Do not be influenced by special interests.

As a former School Board Member, serving in the late 90’s it was a Board goal then to create financial stability, which happened.  Somehow that was abandoned in 2005 and progressed downhill to our present time.  I distinctly remember cautioning the Board and Superintendent at the time (2005) regarding future maintenance needs.  Costly curriculum decisions along the way and long term looting of critical capital improvements funding have left the district completely bare with a minimal fund balance.  To compound the situation the district has suffered longer term declining enrollment.  The lack of a financial plan long ago leaves our needs wanting today.  I caution the Board against the easiest choice, borrowing heavily into the future and hope for the best down the road.  Let me repeat, long term borrowing is clearly unwise and unnecessary.

From the perspective of how taxpayers were treated to poor financial decisions then (2005), in comparison to today, it is no different.  When I witnessed Superintendent Scovell promoting that a long term bond is better, it begs a lot of questions and sends alarm bells.  I must strongly disagree with such a position.  Long term indebtedness by government at any level reflects poor financial planning and wastes taxpayer resources, most importantly is a disservice to students.  Please keep in mind taxpayers must approve such matters, which is highly doubtful, given the points outlined.  I will repeat my caution from nearly 14 years ago that a capital improvement and maintenance plan is absolutely vital.
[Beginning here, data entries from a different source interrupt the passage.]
PR #97, opened 2016-10-03
Overhaul paper views

briankung:
**Problem:** Ugly views, technically speaking

**Solution:** De-uglify them

**Complications:** ~~Still wanna break comments out into their own route~~

I think I'll eventually want to move more of the list functions into a username namespace. So all routes to show any list would look like: `www.projectcredo.com/ws246/allergies-in-immigrant-families`. I also definitely want `/ws246/allergies-in-immigrant-families/:reference_id (of_some_kind, pubmed or a hashid would look fine for instance)` to be a thing.

I _think_ only `list#new` and `list#create` should be at the root level. It starts to get messy when considering `references#show`, `#create`, and `#destroy` and `votes#create` and `#destroy`. But I do think they should be nested on top of `/ws246/allergies-in-immigrant-families/`. For instance: `/ws246/allergies-in-immigrant-families/vote` and `/ws246/allergies-in-immigrant-families/824hdk/vote`for the voting endpoints and `POST` or `DELETE` to `/ws246/allergies-in-immigrant-families/references` to add or remove references.

I'll do the above when I implement friendly IDs.

**Changelog:** 
- Refactored paper/reference views
- Added a reference show route and page
- Tweaked the display of the paper title and like toggle button on reference#show, as well as displaying comments by default
- Created a user profile page to show the lists they've created, linked each commenter's username to it


briankung:
Sorry, this pull request got way out of hand.

app/views/papers/edit.html.erb
```diff
@@ -3,4 +3,3 @@
 <%= render 'form', paper: @paper, button_name: "Update Paper" %>
 
 <%= link_to 'Show', @paper %> |
```
wsf246, line 5: I can still access this page, should we get rid of it temporarily in the controller?  I don't mind having it so I can just edit things if need be without going through console.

My suggestion:  Allow the bond to expire.  Use the time to make a gradual improvement and replacements plan in stages each year for a 5 or 10 year period. (This should have started 2 to 5 years ago)  Place a question before voters in 2020 for a 2 or 3 mill request of a sinking fund.  This allows the district to create a plan and make necessary upgrades and improvements without impacting the current strained general fund.  A sinking fund allows voters to restore a level of financial discipline as Administrations and School Boards change.  It has the added advantage of avoiding finance costs.

I supported the bond in 2004, being disappointed afterwards with its outcome, financially.  Most importantly, the inability to maintain the districts assets sufficiently due to a lack of financial planning for capital maintenance, this should be avoided.  Remember, maintenance is always a need, it never ends.

An example of poor capital improvements (financial) planning was clearly stated: the School had to borrow funds to finance a used replacement boiler.  School Board Members should ask, does that situation demonstrate a consideration for maintenance and capital improvements?

I cannot support the current approach of a long term bond; its need is not demonstrated.  A longer term replacements and improvements plan is desperately needed; a sinking fund will provide this.  A long term bond will compound future issues with budgetary impacts and the need for maintenance, many years to come; to view it otherwise is misguided.  To consider a bond instead of a longer term capital improvement and maintenance plan via a sinking fund is simply unwise.

Your consideration of my comments and suggestions is most appreciated.